Apply a blueprint deployment
- From the navigation menu, click Blueprints.
- Select the name of your preferred deployment. A deployment editor appears.
- Click Deploy. A dialog appears.
- In the dialog, click Deploy. The deployment appears in Applied Deployment.
Scale up and down GDC cluster
- From the navigation menu, click Blueprints > Applied Deployments.
- Select your preferred deployment.
- Click View.
- Click Edit Deployment.
- Increase or decrease the
node-count
value from thesetters.yaml
file. When decreasingnode-count
set thescale-down-grace-period-seconds
field to let NF workloads to migrate from the node being removed before scaling down. - Click Save File. The deployment appears in Draft Deployment.
- Navigate to Deployments.
- In Draft Deployment, select the name of your preferred deployment.

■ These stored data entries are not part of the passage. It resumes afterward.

PR #1878, opened 2021-05-10
Debounce analysis requests in embedded editors, add busy light.

### LINKED ISSUE #1861: Keystrokes triggering analyzer calls in embedded layout without debouncing
The embedded layout in the staged version of DartPad is sending analyze calls to the backend on every keystroke.

It's possible the recent change to unify the performAnalysis calls removed the debounce timer that was used to space the calls out. The playground and embedded layouts use different techniques for applying the delay, which (if that is the issue) probably contributed.

johnpryan:
Fixes #1861 and adds busy light support to embeds

### DIFF
--- a/lib/embed.dart
+++ b/lib/embed.dart
@@ -118,6 +118,9 @@ class Embed extends EditorUi {
 
   bool get editorIsBusy => _editorIsBusy;
 
+  @override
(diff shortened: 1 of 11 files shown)


srawlins (approved):
Nice and simple

PR #1880, opened 2021-05-11
Make beta and dev backends available from grind

domesticmouse:
Hey @srawlins,

I'm trying to figure out how to expose the `beta` and `dev` API backends for local development. This is my guess at how it should work, but it's not working. Halp?

/cc @johnpryan @Piinks

### DIFF
--- a/tool/grind.dart
+++ b/tool/grind.dart
@@ -91,6 +91,42 @@ serveLocalBackend() async {
   });
 }
 
+@Task('Serve locally on port 8000 and use beta server URL for pre null-safe')
+@Depends(ConstTaskInvocation(
+  'build',
+  ConstTaskArgs('build', flags: {
+    _debugFlag: true,
+  }, options: {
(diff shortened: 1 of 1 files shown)


tool/grind.dart
```diff
@@ -91,6 +91,42 @@ serveLocalBackend() async {
   });
 }
 
+@Task('Serve locally on port 8000 and use beta server URL for pre null-safe')
+@Depends(ConstTaskInvocation(
+  'build',
+  ConstTaskArgs('build', flags: {
+    _debugFlag: true,
```
johnpryan, line 98: taking this line out fixes the issue for me.

domesticmouse: Thanks @johnpryan, that fixed it nicely.

johnpryan: I think this is because DDC doesn't use the same environment variables as dart2js, but @srawlins might know more.

Dropping this line will switch back to dartj2s, which makes sense for these tasks since they're for testing with a different backend, not making changes to the UI

srawlins (approved):

PR #1884, opened 2021-05-12
Move Keyboard shortcuts into superclass, EditorUI.

srawlins:
With this new superclass, we can move the `Dialog dialog` field, the common
key bindings, and showKeyboardDialog all up.

Each editor has some private implementation work with the remaining key bindings
(like `_format()` or `userCodeEditor` or "Save"). While these may be deduplicated in the
future, it seemed a bit much for this change.

The superclass method `initKeyBindings` is `@mustCallSuper` to ensure that the
subclasses init the common keybindings as well as their custom ones.


johnpryan (approved):
Nice 👍

srawlins:
Thanks for the quick review!

PR #1889, opened 2021-05-13
Fix debug environment flags by passing environment variables to DDC.

srawlins:
A special `--define` is required to pass the URL arguments to DDC.


johnpryan (approved):
🥳

Issue #1860, opened 2021-05-06
Canvaskit files are reloaded after every run


johnpryan:
Each time the user re-compiles their code, the app makes unnecessary requests to fetch `canvaskit.js` and `canvaskit.wasm`:

<img width="295" alt="Screen Shot 2021-05-05 at 4 58 39 PM" src="https://user-images.githubusercontent.com/1145719/117223750-325b3c00-adc3-11eb-8fb2-5b11fd30acb8.png">

[Latest master](https://20210505t165113-dot-dart-pad.appspot.com/) also reloads the fonts and icons:

<img width="299" alt="Screen Shot 2021-05-05 at 4 56 51 PM" src="https://user-images.githubusercontent.com/1145719/117223623-e6a89280-adc2-11eb-902f-37e9691f40bf.png">

This might be because we are replacing the HTML (https://github.com/dart-lang/dart-pad/pull/1838)

srawlins:
Hi @johnpryan can you expand on this? I'm not seeing canvaskit anywhere in our codebase:

```none
dart-pad$ git grep -i canvaskit
dart-pad$
```

srawlins:
Oops you assigned to yourself, likely nevermind!

johnpryan:
Flutter web apps request CanvasKit at startup. @hterkelsen is there a way to disable this so we can load these files once?

@srawlins when we reload the iframe, does that trigger another request to fetch the Firebase JavaScript files?

hterkelsen:
Yes, we can detect if there is an already-initialized CanvasKit object and use that rather than loading CanvasKit again. Can you tell me a little more about how you use Flutter web in DartPad? If I set e.g. `window._flutterCanvasKit = ...` will that value still be there in the next run?

johnpryan:
We usually keep the same `<iframe>` element (https://github.com/dart-lang/dart-pad/issues/1817) and send it messages with the new javascript, html, and css from the parent document. Then we have a script, [frame.js](https://github.com/dart-lang/dart-pad/blob/master/web/scripts/frame.js), running in the iframe that listens to those messages and updates script tag containing the app's compiles javascript. When the new script runs, a new `<script>` tag for `canvaskit.js` is added to the page, so we end up getting duplicates. JavaScript variables are kept around across runs, since it's the same iframe.

PR #1895, opened 2021-05-14
remove duplicate canvaskit.js files

johnpryan:
This will keep DartPad's memory usage around 70mb. Without this change multiple `canvaskit.js` files remain on the page and memory can shoot up to 100MB+. 

This is a workaround for #1860 until https://github.com/flutter/engine/pull/26059 lands or we can switch to the HTML renderer in dart-services

FYI @hterkelsen

### DIFF
--- a/web/scripts/frame.js
+++ b/web/scripts/frame.js
@@ -5,6 +5,11 @@
  */
 
 replaceJavaScript = function (value) {
+    // Remove canvaskit from this page, This can be removed when this PR lands
+    // in dart-services:
+    // https://github.com/flutter/engine/pull/26059
+    removeCanvaskit();
+
     // Remove the old node.
     var oldNode = document.getElementById('compiledJsScript');
     if (oldNode && oldNode.parentNode) {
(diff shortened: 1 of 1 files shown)


web/scripts/frame.js
```diff
@@ -57,6 +62,21 @@ removeFirebase = function () {
     removeScript('firestore');
 }
 
+removeCanvaskit = function () {
+    var scripts = document.head.querySelectorAll('script');
+    var existingScript;
+    for (var i = 0; i < scripts.length; i++) {
+        if (scripts[i].src.includes('canvaskit.js')) {
+            existingScript = scripts[i];
```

A deployment editor appears.
- Click Deploy.
- Confirm the deployment. The deployment appears in Applied Deployment.
Delete GDC cluster
- From the navigation menu, click Blueprints.
- From the drop-down menu, Select your preferred Orchestration cluster.
- Click Applied Deployment.
- Click the Action icon for the deployment.
- Click Delete. A confirmation dialog appears.
- Confirm the deletion by clicking Delete.
The deletion process might complete in up to 30 minutes.